Any ideas of how can I do that? I guess it's basic clustering and I would appreciate any hints on packages/software that can be of any help here.
Thank you.
如果你对这篇内容有疑问,欢迎到本站社区发帖提问 参与讨论,获取更多帮助,或者扫码二维码加入 Web 技术交流群。
绑定邮箱获取回复消息
由于您还没有绑定你的真实邮箱,如果其他用户或者作者回复了您的评论,将不能在第一时间通知您!
发布评论
评论(2)
如果您在生物信息学 stackexchange BioStar 上询问这个问题,您可能会得到更好的答复。
具体来说,该线程中的许多答案可能是相关的:
哪个是在有向图(网络)中表示生物路径的最佳软件?
You'll probably get better responses if you ask this over at BioStar, the bioinformatics stackexchange.

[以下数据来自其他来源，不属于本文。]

PR #10470, opened 2024-11-19
avoid weird itemstacks chosen for ore

Raycoms:
Closes #
Closes #

- Fix weird duping issue
-

## Testing

Review please

### DIFF
--- a/src/main/java/com/minecolonies/api/compatibility/CompatibilityManager.java
+++ b/src/main/java/com/minecolonies/api/compatibility/CompatibilityManager.java
@@ -694,7 +694,8 @@ public class CompatibilityManager implements ICompatibilityManager
             {
                 smeltableOres.add(new ItemStorage(stack));
             }
-            else if (stack.getItem() instanceof BlockItem)
+
+            if (stack.getItem() instanceof BlockItem)
             {
                 oreBlocks.add(((BlockItem) stack.getItem()).getBlock());
             }
--- a/src/main/java/com/minecolonies/api/compatibility/CompatibilityManager.java
+++ b/src/main/java/com/minecolonies/api/compatibility/CompatibilityManager.java
@@ -689,13 +689,14 @@ public class CompatibilityManager implements ICompatibilityManager
     {
         if (stack.is(Tags.Items.ORES) || stack.is(ModTags.breakable_ore) || stack.is(ModTags.raw_ore))
         {
-            if (stack.getItem() instanceof BlockItem)
-            {
-                oreBlocks.add(((BlockItem) stack.getItem()).getBlock());
-            }
-            if (!MinecoloniesAPIProxy.getInstance().getFurnaceRecipes().getSmeltingResult(stack).isEmpty())
+            final ItemStack smeltingResult = MinecoloniesAPIProxy.getInstance().getFurnaceRecipes().getSmeltingResult(stack);
+            if (smeltingResult != null && !ItemStackUtils.compareItemStacksIgnoreStackSize(smeltingResult, stack))
             {
                 smeltableOres.add(new ItemStorage(stack));
+            }
+            else if (stack.getItem() instanceof BlockItem)
+            {
+                oreBlocks.add(((BlockItem) stack.getItem()).getBlock());
             }
         }
     }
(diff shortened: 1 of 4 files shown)


src/main/java/com/minecolonies/api/compatibility/CompatibilityManager.java
```diff
@@ -689,13 +689,15 @@ private void discoverOres(final ItemStack stack)
     {
         if (stack.is(Tags.Items.ORES) || stack.is(ModTags.breakable_ore) || stack.is(ModTags.raw_ore))
         {
-            if (stack.getItem() instanceof BlockItem)
+            final ItemStack smeltingResult = MinecoloniesAPIProxy.getInstance().getFurnaceRecipes().getSmeltingResult(stack);
+            if (smeltingResult != null && !ItemStackUtils.compareItemStacksIgnoreStackSize(smeltingResult, stack))
```
uecasm: `smeltingResult` should never be null, it returns `ItemStack.EMPTY` on failure to find a recipe.

Other than that (which seems like a bug) this code seems equivalent to the prior version.

src/main/java/com/minecolonies/api/compatibility/CompatibilityManager.java
```diff
@@ -689,13 +689,15 @@ private void discoverOres(final ItemStack stack)
...
             {
-                oreBlocks.add(((BlockItem) stack.getItem()).getBlock());
+                smeltableOres.add(new ItemStorage(stack));
             }
-            if (!MinecoloniesAPIProxy.getInstance().getFurnaceRecipes().getSmeltingResult(stack).isEmpty())
+
+            if (stack.getItem() instanceof BlockItem)
             {
-                smeltableOres.add(new ItemStorage(stack));
+                oreBlocks.add(((BlockItem) stack.getItem()).getBlock());
```
uecasm: Should use pattern variable.

src/main/java/com/minecolonies/api/compatibility/CompatibilityManager.java
MotionlessTrain: The code is reversed, so it checks for a smelting recipe first, and marks it as being broken in other cases

Which solves the issue for raw redstone ore and ancient debris, but will probably give issues for regular ore blocks

Raycoms: It's just a sanity check, so we don't add sth that just becomes itself here as a smeltable item. The if is still checked for both items/blocks

src/main/java/com/minecolonies/api/crafting/RecipeStorage.java
```diff
@@ -623,7 +623,7 @@ private List<ItemStack> insertCraftedItems(final @NotNull List<ItemStorage> inpu
         }
 
         if (loot == null && lootTable != null)
-        {
+        {
```
uecasm: 👀

src/main/java/com/minecolonies/api/compatibility/CompatibilityManager.java
uecasm: > The code is reversed, so it checks for a smelting recipe first, and marks it as being broken in other cases

The reversed order makes no difference, because the two checks are not exclusive and operate on different output collections.

MotionlessTrain: I missed that the `else` was removed, which solved the issue for regular ores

Specifically, many of the answers in this thread might be relevant:
Which is the best software to represent biological pathways in a directed graph (network) ?
您可以尝试 cluto。您必须将三元组(gene_1、gene_2、相似性)转换为矩阵并使用“scluster”。
You can try cluto. You will have to transform your triples (gene_1, gene_2, similarity) into a matrix and use 'scluster'.